После толкотни в проходах манежа в предманежнике казалось пусто. Какой-то джентльмен в черном, бархатном, Жокейском картузе, в красном фраке, белых лосинах и сапогах с желтыми отворотами ездил по маленькому кругу на тощей лошади. У самых ворот Тесов оправлял попону на Русалке, собираясь ее выводить. Несколько офицеров стояли у входа на арену и следили за кем-то, уже выехавшим в манеж.

— Тесов, раскрой Русалку и дай ее сюда, — приказал Морозов.

Русалка услыхала голос хозяина и повернула голову. Большие томные глаза ее были усталы. Казалось, у нее после возбуждения скачки наступила тихая истома.

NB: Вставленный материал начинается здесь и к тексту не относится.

PR #198, opened 2025-07-22
Give an explanatory error if user passes a .py file to cli.

aisipos:
Old habits die hard, more than once in development I've mistakenly passed a `.py` file to the cli, which will then spit out a long traceback. For the benefit of new users and old, write a helpful message to stderr and exit with an error code if the user asks to process a `.py` file.

Example:

```
$  spy --redshift foo.py 
Error: foo.py is a .py file, not a .spy file.
```

### DIFF
--- a/spy/cli.py
+++ b/spy/cli.py
@@ -307,6 +307,10 @@ async def inner_main(args: Arguments) -> None:
         do_pyparse(str(args.filename))
         return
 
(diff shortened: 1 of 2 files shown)


antocuni (approved):
That's a good idea, thank you!
Related issue: #173, which is a more general problem, but for now this is good enough.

— Прелестна! К ней нельзя придраться. Как я хотела бы, чтобы вы посмотрели мою Львицу! Точно родная сестра. И масть такая же светло-рыжая. Только у вашей маленькая звездочка во лбу. Говорят, это Бог метит лошадь. И не потемнела с годами. Вашей сколько лет?

— Шесть лет.

— Молоденькая. А моей уже все девять.

— Где стоит ваша Львица?

— О, далеко отсюда. В имении Ополье. Вот ты какая, Русалочка! Можно тебя поласкать? Ты не сердитая? Не капризница?

Тверская приложилась щекою к ноздрям лошади и ласкала ее рукою.

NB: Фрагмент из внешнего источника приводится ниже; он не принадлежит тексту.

PR #235, opened 2025-04-24
Improvements to NtQueryDirectoryFileEx

Igoorx:
This PR aims to:
- [Stub FileBasicInformation in NtSetInformationFile](https://github.com/momo5502/sogen/commit/6d0ad1dd61454bacdc41ad869d5b82c17540dc9d)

— Ты чувствуешь, что я люблю лошадей. Ах! — вздохнула она, отрываясь от Русалки. — Музыка и лошади — это все что мне позволено.

Тесов достал из кармана рейтуз кусок сахара и протянул его Тверской.

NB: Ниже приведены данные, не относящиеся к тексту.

PR #243, opened 2025-04-28
Load environment variables from registry and other fixes

Igoorx:
This PR aims to:
- [Fix TimeZoneInformation](https://github.com/momo5502/sogen/commit/496fbd3a407e66a191e8cfa73fea77def2c6bdc6) by moving `wDayOfWeek` to the end of the `SYSTEMTIME` structure. This goes against the public definitions of the `SYSTEMTIME` struct but I can confirm that this yields correct values when `GetTimeZoneInformation` is called.
- [Load environment variables from registry](https://github.com/momo5502/sogen/commit/9d5338b1680a7b0e25b2547895c6cac934e02eeb).
- [Miscellaneous fixes](https://github.com/momo5502/sogen/commit/a629f77e31ef4a40ebe8e8b845d398478ecc6bdd), to be more specific:
  - Add `NtOpenProcess` syscall stub.
  - Add logging to `handle_file_enumeration`.
  - Fix `FILE_ATTRIBUTE_NORMAL` being together with `FILE_ATTRIBUTE_DIRECTORY` (`FILE_ATTRIBUTE_NORMAL` means "no attributes are set").
  - Properly handle relative filenames in `NtQueryFullAttributesFile`.
  - Properly handle "trap flag".
  - Handle "DbgPrint" interrupt.

### DIFF
--- a/src/common/platform/kernel_mapped.hpp
+++ b/src/common/platform/kernel_mapped.hpp
@@ -863,28 +863,26 @@ typedef struct _SYSTEM_TIMEOFDAY_INFORMATION64
     ULONGLONG SleepTimeBias;
 } SYSTEM_TIMEOFDAY_INFORMATION64, *PSYSTEM_TIMEOFDAY_INFORMATION64;
 
-#ifndef OS_WINDOWS
-typedef struct _SYSTEMTIME
+typedef struct _SYSTEMTIME64
 {
     WORD wYear;
     WORD wMonth;
-    WORD wDayOfWeek;
     WORD wDay;
     WORD wHour;
     WORD wMinute;
     WORD wSecond;
     WORD wMilliseconds;
-} SYSTEMTIME, *PSYSTEMTIME, *LPSYSTEMTIME;
-#endif
+    WORD wDayOfWeek;
+} SYSTEMTIME64, *PSYSTEMTIME64, *LPSYSTEMTIME64;
 
 typedef struct _SYSTEM_TIMEZONE_INFORMATION
 {
     LONG Bias;
     ARRAY_CONTAINER<char16_t, 32> StandardName;
-    SYSTEMTIME StandardDate;
+    SYSTEMTIME64 StandardDate;
     LONG StandardBias;
     ARRAY_CONTAINER<char16_t, 32> DaylightName;
-    SYSTEMTIME DaylightDate;
+    SYSTEMTIME64 DaylightDate;
     LONG DaylightBias;
 } SYSTEM_TIMEZONE_INFORMATION, *PSYSTEM_TIMEZONE_INFORMATION;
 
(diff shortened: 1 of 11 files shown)


src/windows-emulator/windows_emulator.cpp
```diff
@@ -515,14 +515,23 @@ void windows_emulator::setup_hooks()
...
         {
         case 0:
             dispatch_integer_division_by_zero(this->emu(), this->process);
             return;
         case 1:
-            this->log.print(color::pink, "Singlestep: 0x%" PRIx64 "\n", rip);
+            if ((eflags & 0x100) != 0)
+            {
+                this->log.print(color::pink, "Singlestep (Trap Flag): 0x%" PRIx64 "\n", rip);
+                this->emu().reg(x86_register::eflags, eflags & ~0x100);
```
momo5502, line 529: are you sure removing the trap bit is correct?

src/common/platform/kernel_mapped.hpp
```diff
@@ -863,39 +863,37 @@ typedef struct _SYSTEM_TIMEOFDAY_INFORMATION64
...
     WORD wMonth;
-    WORD wDayOfWeek;
     WORD wDay;
     WORD wHour;
     WORD wMinute;
     WORD wSecond;
     WORD wMilliseconds;
-} SYSTEMTIME, *PSYSTEMTIME, *LPSYSTEMTIME;
-#endif
+    WORD wDayOfWeek;
```
momo5502, line 875: oof, interesting. would you mind adding a test for that? the unit tests use a fake clock, so it should be easy to set that to a fixed value

src/windows-emulator/windows_emulator.cpp
Igoorx: Hm, that's a good question. Actually it looks like it should only be unset during the exception handler.

src/common/platform/kernel_mapped.hpp
Igoorx: This is actually part of the information returned by `NtQuerySystemInformationEx`, so it's already a fixed value.

src/windows-emulator/windows_emulator.cpp
Igoorx: Okay, I did some more in-depth testing, and it looks like removing the trap bit is the correct thing to do. I added a test for it just in case, and it passes on both the emulator and my host machine.

Igoorx:
Looks like icicle didn't like the interrupt test...
But the Windows 2019 fail is expected because that offset discrepancy mentioned in https://github.com/momo5502/sogen/pull/223#issuecomment-2821915290, I guess I will just write in that address as well to fix the issue.

Igoorx:
I guess the icicle failures are unrelated to my changes? I will disable the `Trap Flag` test for icicle for now.

momo5502:
> I guess the icicle failures are unrelated to my changes? I will try to disable the `Trap Flag` test on icicle for now.

well, no, you need to implement trap flag support

momo5502 (approved):

momo5502:
> > I guess the icicle failures are unrelated to my changes? I will try to disable the `Trap Flag` test on icicle for now.
> 
> well, no, you need to implement trap flag support. the way icicle does it is a bit abstract. you have to map the execptions, see handle_exception in icicle.rs

however, i don't think it's super urgent. if you want you can do that in another MR, or if not, the person who encounters the issue can take the time to fix it :P

Igoorx:
>well, no, you need to implement trap flag support. the way icicle does it is a bit abstract. you have to map the execptions, see handle_exception in icicle.rs

Ah, I see. I didn't look too deeply into the internals of the codebase, so I just assumed the icicle backend was completely abstracted away and that the failures were caused by something else.

>however, i don't think it's super urgent. if you want you can do that in another MR, or if not, the person who encounters the issue can take the time to fix it :P

This looks easy enough, even though I don't know much about Rust. I would guess that I just have to map the single-step exception to interrupt 1. I'll give it a try and submit a pull request if I'm successful.

Igoorx:
Never mind, it looks like Icicle just doesn't support the trap flag at all. Implementing it there doesn't look like it would be that difficult if I took the time, but it isn't that important to me, so I might as well leave it for future readers.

— Барышня, вы ей сахару дайте. Она сахар любит. В глазах Тверской Морозов прочел восхищение. Она смотрела на него, и Морозов смутился. Кем любовалась она?

Им? Или Русалкой?..

Но сейчас же ее глаза померкли. Точно в ясный солнечный день нашли на небо тучи и затмили свет. Выражение какой-то печальной обреченности сменило ее восторг. Она будто сама испугалась своего восхищения.

Морозов хотел проверить свое наблюдение и посмотрел на Тверскую, но ее глаз не увидел. Она повернулась лицом к морде лошади и, давая ей сахар, целовала ее между ноздрей.

— Милая, славная, добрая Русалочка, — говорила она, — ну, прощай. Прости, что задержала. Тебе бай-бай пора после скачки…

Когда она шла, потом по манежу и когда прощалась с Морозовым у ложи, она не смотрела на него. Были глаза ее закрыты темным завесом длинных ресниц, и не мог проверить Морозов того, что увидал он в них тогда, когда ласкала она лошадь. Но было у него ощущение: точно толкнуло их друг к другу какою-то неведомою силою, и вот вдруг непроницаемая стала между ними стена и от нее провеяло смертным холодом.

Морозов долго не мог забыть этого впечатления. Он потом старался его объяснить тем, что Тесов открыл дверь манежа и с улицы потянуло холодом. Но что-то внутри говорило ему, что не такой холод охватил его и не от этого холода была эта обреченность в ее глазах.